A blog about living in Aberdeen, New Jersey.

Saturday, January 23, 2010

The ABCs of ABC Licensing

I got to wondering about liquor licenses today and a friend pointed me in the direction of Division of Alcoholic Beverage Control. Their website has a vast array of guides and forms for every conceivable situation. Want to have a wine festival? Or maybe just a wine seminar? They have application forms for these occasions. Want to make your own beer or wine? Forms for each. What if you're a liquor distributor and you want to let your customers taste the goods? Permit. And there's a separate application if you are an out-of-state supplier who wants to allow tastings. And if you sell liquor and want to store your records off premises, there's a form to fill out. Yikes!

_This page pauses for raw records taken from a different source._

PR #3171, opened 2020-01-19
Add NUL byte in NativeCall example

### LINKED ISSUE #3169: NativeCall and manually creating C strings
## The problem
The [NativeCall](https://docs.raku.org/language/nativecall#Passing_and_returning_values) documentation contains an example of how to manually turn a Raku string into a C string to pass it to a native function in case the lifetime of that C string must be prolonged until after the native call returns (so `Str is encoded` is not an option):

``` perl6
my $string = "FOO";
# The lifetime of this variable must be equal to the required lifetime of 
# the data passed to the C function. 
my $array = CArray[uint8].new($string.encode.list);
 
set_foo($array);
# ... 
use_foo();
# It's fine if $array goes out of scope starting from here.
```

Now, C libraries *customarily but not always* assume that a pointer ("to a string"[¹](https://www.nntp.perl.org/group/perl.perl6.users/2020/01/msg7824.html)) is terminated by a NUL character, which is not added by the above Raku code. (Even if it usually just appears after the CArray[uint8] by chance.[²](https://www.nntp.perl.org/group/perl.perl6.users/2020/01/msg7844.html))

## Suggestions

The example should be amended so that either:

- it is made clear that the function being called accepts a string that is not NUL-terminated, which is usually done by passing a pointer and a size, or
- the construction of the CArray[uint8] must include the NUL terminator, for example by using `CArray[uint8].new($string.encode.list, 0)`.

Best may be to show both and leave a small comment about the meaning of each variant, in informal terms, trusting the C experience of the reader.

## History

- <https://www.nntp.perl.org/group/perl.perl6.users/2019/12/msg7586.html>
- <https://www.nntp.perl.org/group/perl.perl6.users/2020/01/msg7822.html>

taboege:
Also clarify when/why this is necessary.

Closes #3169

### DIFF
--- a/doc/Language/nativecall.pod6
+++ b/doc/Language/nativecall.pod6
@@ -99,19 +99,33 @@ routine itself.
 Note that a C<NULL> string pointer can be passed by using the C<Str> type
 object; a C<NULL> return will also be represented by the type object.
 
-If the C function requires the lifetime of a string to exceed the function
-call, the argument must be manually encoded and passed as C<CArray[uint8]>:
+If the C function requires the lifetime of data, say some buffer of type
+C<CArray[uint8]>, passed by pointer to exceed the function call, you have
+to ensure that the backing C<CArray[uint8]> Raku object is not destroyed
+before the C function expects it.
+
+This is particularly important for strings, as the (usually preferable)
+C<is encoded>-way of passing strings creates only a temporary object that
+is automatically destroyed after the call. In this case, the argument
+must be manually encoded:
 
     use NativeCall;
-    # C prototype is void set_foo(const char *)
+    # void set_foo(const char *)
+    # Records a char pointer for later usage
     sub set_foo(CArray[uint8]) is native('foo') { * }
-    # C prototype is void use_foo(void)
-    sub use_foo() is native('foo') { * } # will use pointer stored by set_foo()
+    # void use_foo(void)
+    # Uses the pointer stored by set_foo()
+    sub use_foo() is native('foo') { * }
 
     my $string = "FOO";
-    # The lifetime of this variable must be equal to the required lifetime of
-    # the data passed to the C function.
-    my $array = CArray[uint8].new($string.encode.list);
+    # Manually marshal the $string into $array. Take care that $array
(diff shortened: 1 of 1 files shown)


lizmat:
Thanks.  Although I think it might be an idea to add a `:NUL` named parameter to `CArray.new`, which would add the NUL-byte.

taboege:
I had a similar thought, except that in my version it would be an alternative `CArray.new` candidate:

``` perl6
# class CArray
multi new (Str $data , :$encoding = 'utf8') {
    self.new($data.encode($encoding).list, 0)
}
```

Adding the NUL is specific to strings I would say, so having the first positional argument of that type seems more self-documenting to me.

fecundf:
The problem with this
`self.new($data.encode($encoding).list, 0)`

is that at least one encoding, UTF-16, needs two 0 bytes to terminate the string.

Would this work?

`self.new(($data~"\0").encode($encoding).list)`

ToddAndMargo:
On 2020-01-20 00:25, fecundf wrote:
> The problem with this
> |self.new($data.encode($encoding).list, 0)|
> 
> is that at least one encoding, UTF-16, needs two 0 bytes to terminate 
> the string.
> 
> Would this work?
> 
> |self.new(($data~"\0").encode($encoding).list)|


Hi Fcundf,

This is the way I am currently doing it:

UTF8:  my $array = CArray[uint8].new($string.encode.list,  0);
UTF16: my $array = CArray[uint16].new($string.encode.list, 0);

Since UTF16 is a "word", meaning two bytes long, the "0"
at the end is writing 0x0000 to the word.  I have verified
this with printing out the .base(16) contents of the
resulting CArray.

And it is working perfectly with my UTF16 NativeCalls
to Windows' Kernel32.dll and user32.dll.

Does that help?

-T

ZzZombo:
> is that at least one encoding, UTF-16, needs two 0 bytes to terminate the string.

The quoted routine works only for UTF-8 though, because of `:$encoding = 'utf8'`. It doesn't get dispatched to for any other encoding.

fecundf:
I think you're misreading the signature, ":$encoding = 'utf8'" means the default is utf8.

I gravitated to the ABC Municipal Handbook. It has more than a few interesting items in it.  For example, did you realize ...
  • The upcoming census will play an important role in how many licenses can be issued? There is a cap on the number of licenses that can be issued to sell or distribute alcohol in a particular municipality. The town cannot issue a new retail consumption license until the total number of licenses is fewer than 1 for every 3,000 in population according to the previous census. Once the municipality can issue an additional license, it can call for bids or use a "traditional non-bidding method."
  • If you can get 15% of people who voted in the last election to sign a petition, you can arrange for a referendum to make Aberdeen a dry town? And if it passes, the town has to stay dry for at least five years.
  • If you arrange to sell your bar, you have to arrange separately to transfer the liquor license? But if the deal to sell the bar doesn't go through for some reason and you already transferred the license, you have to arrange separately to get the license back. There are fees for all of these transfers, of course. The municipality gets $200 every time you breathe, seems to me.
  • There's a special license for theaters and concert halls with capacities of 1,000 or more patrons. They can sell liquor during a performance and up to two hours before and after. Such a license doesn't count against your municipality's cap by population. The cap also doesn't apply to licenses held by hotels and motels with 100 or more guest sleeping rooms, nor must they count non-profit clubs that have been around at least three years and have 60 or more members. So the PNC Arts Center, Holiday Inn, and the VFW can have liquor licenses irrespective of census figures.
Maybe all this nonsense is why some restaurants go BYOB? Of course, BYOB has a lengthy entry in the handbook as well. Violate its rules and a restaurant owner is subject to disorderly conduct charges. You can be BYOB, but you can't advertise the fact. You can provide glasses, ice, etc, and uncork bottles, but you can't charge for these services. People can drink in your establishment but not during times when places with a valid license are restricted from selling liquor by local ordinance. And you can't make an arrangement with a distributor to deliver beer and wine to your BYOB restaurant as some sort of courtesy to your patrons.